Deirdre stepped so close to him that her body touched his. “Or whatever,” she whispered.

“Uh … Dee…” Something close to panic flashed in Yeager’s eyes. “I’m old enough to be your father, you know.”

“Do you want me to call you Daddy?”

He gulped hard. “I … I’ve got two kids your age … older,” he stuttered. “My ex-wife has custody of them. Back in Arizona.”

“That’s a long way from here,” Deirdre murmured.

“I gotta go!” Yeager said. “I gotta review the simulation data and get ready for a meeting tomorrow with the launch crew.”

“Do you have to?” Deirdre importuned.

“See you!” said Yeager. He turned and hurried down the passageway. Deirdre smiled knowingly as she watched him, a big hulking figure shambling along, running away from her. The more they talk, she knew, the less they act.

Katherine Westfall misunderstood her smile.

“You enjoyed your time with Dr. Yeager, it seems,” Westfall said.

Deirdre sighed. “He’s a dear man. A very dear man.”

Westfall eyed her carefully for several silent moments. Then, “How’s your therapy going?”

Startled by the sudden change of subject, Deirdre said, “Dr. Mandrill says my condition is under control.”

“That’s good. And as long as you continue to keep me informed about your colleagues’ progress, we’ll be able to keep your condition under control.”

Deirdre saw perfectly well what she really meant.

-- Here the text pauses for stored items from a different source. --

PR #979, opened 2022-07-12
fix missing error check & init to prevent uninit pointer use

baallan:
ldmsd_stream_publish when invoked with incomplete/incorrect options can use a null ldms stream pointer.

### DIFF
--- a/ldms/src/ldmsd/test/ldmsd_stream_publish.c
+++ b/ldms/src/ldmsd/test/ldmsd_stream_publish.c
@@ -32,6 +32,7 @@ static struct option long_opts[] = {
 	{0,          0,                 0,  0 }
 };
 
+void usage(int argc, char **argv) __attribute__((noreturn));
 void usage(int argc, char **argv)
 {
 	printf("usage: %s -x <xprt> -h <host> -p <port> "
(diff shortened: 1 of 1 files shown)


ldms/src/ldmsd/test/ldmsd_stream_publish.c
```diff
@@ -32,6 +32,7 @@ static struct option long_opts[] = {
 	{0,          0,                 0,  0 }
 };
 
+void usage(int argc, char **argv) __attribute__((noreturn));
```
tom95858, line 35: void implies that there is no return value. what is this for?

baallan: noreturn means the code exits, not that it is void.
this enables correct determination at the higher scope that a code path terminates after a usage call rather than continuing an using uninit variables. the gcc analyzer doesn't dive down into usage and discover the exit() or abort or whatever else.

nichamon:
@baallan What symptom does this pull request fix? The patch broke `ldmsd_stream_publish` with the `-f` option.

nichamon:
@tom95858 PR #990 fixes the problem caused by this patch.

PR #986, opened 2022-07-15
Add LDMS CSV data quality checker

baallan:
Detector for interval, duplicates, and dropouts in store_csv output


baallan:
@bschwal I've put the store_cvs dup/hole quality checker into the ovis repo so you can run it as needed on other csv files for comparison to sosdb. It can also be compiled without the full make system as noted in the source code. see ldms/src/store/test/csv_time_drops.cxx.

Issue #981, opened 2022-07-12
ldms/src/decomp/static/decomp_static.c:956: dcol used uninit


baallan:
The error message in decomp_static appears to have been cloned from the make_rows region but dcol is used uninit afaict, likely leading to confusing or seg faulting messages when debugging configuration errors.

tom95858:
@nichamon, @baallan is this resolved?

tom95858:
@baallan please reopen if necessary.

PR #989, opened 2022-07-19
Fix a msg in decomp_stat.c that accesses an uninit var (#981)

nichamon:


nichamon:
@narategithub Could you please check the log message whether it's correct?

ldms/src/decomp/static/decomp_static.c
```diff
@@ -953,13 +953,12 @@ static int __decomp_static_decompose(ldmsd_strgp_t strgp, ldms_set_t set,
...
-				ldmsd_lerror("strgp '%s': row '%d' col[dst] '%s': "
-					     "the value type (%s) is not "
-					     "compatible with the source metric type (%s). "
-					     "Please check the decomposition configuration.\n",
-					     strgp->obj.name, i, dcol->dst,
-					     ldms_metric_type_to_str(dcol->type),
-					     ldms_metric_type_to_str(mcol->mtype));
+				ldmsd_lerror("strgp '%s': the metric type (%s) of "
+					     "row %d:col %d is different from the type (%s) of "
+					     "metric '%s'.\n", strgp->obj.name,
```
narategithub, line 958: @nichamon instead of "metric", could you please change it to "LDMS metric"? I think it is clearer.

narategithub (changes requested):

PR #990, opened 2022-07-26
Fix ldmsd_stream_publish's bug caused by #979

nichamon:
The pull request #979 prevents users from using ldmsd_stream_publish
with the -f option. To be precise, it causes ldmsd_stream_publish to
always return an error if one of the -n, -N, and -l options is not
given. The patch fixes the problem.

### DIFF
--- a/ldms/src/ldmsd/test/ldmsd_stream_publish.c
+++ b/ldms/src/ldmsd/test/ldmsd_stream_publish.c
@@ -193,15 +193,16 @@ int main(int argc, char **argv)
 	if (stream_new || line_mode) {
 		/* Create a transport endpoint */
 		ldms = ldms_xprt_new_with_auth(xprt, NULL, auth, NULL);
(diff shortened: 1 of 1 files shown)


tom95858:
Sorry @nichamon, I assumed this patch was tested.

nichamon:
> Sorry @nichamon, I assumed this patch was tested.

No problem! @narategithub caught it. He is setting up the routine regression test on Cygnus. Good thing he caught it early.

baallan:
@nichamon @narategithub thanks for the catch.

In tracking down the null pointer case, it looks like the first time the ldms xprt pointer is checked when publish is used is at the assert in ldms_xprt_connected. Given that it's a public api prone to incomplete/incorrect use, it would be helpful if the xprt pointer were checked and diagnosed at a scope much nearer the functions in ldmsd_stream.h.

PR #992, opened 2022-07-26
Correct the set's heap size in the set's meta

nichamon:
The heap size value in the set's meta was not rounded up, so the value may
be less than the actual heap size. This causes LDMSD's clients receive
the wrong heap size and then create a set with a too small heap. Thus,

She’ll be able to keep me under control.

LAUNCH

You’re the launch director?” Max Yeager asked, his eyes wide with disbelief.

“I am,” said Linda Vishnevskaya, standing before Yeager and looking up at him with unflappable tenacity. She was a tiny woman, barely as tall as Yeager’s shoulder and elfin slim. Her curly golden hair was like a sunburst in the drab control center, her violet eyes calm and steady.

Almost truculently, Yeager asked, “How many launches have you directed?”

“Every one of them, since I first came to the station four years ago.”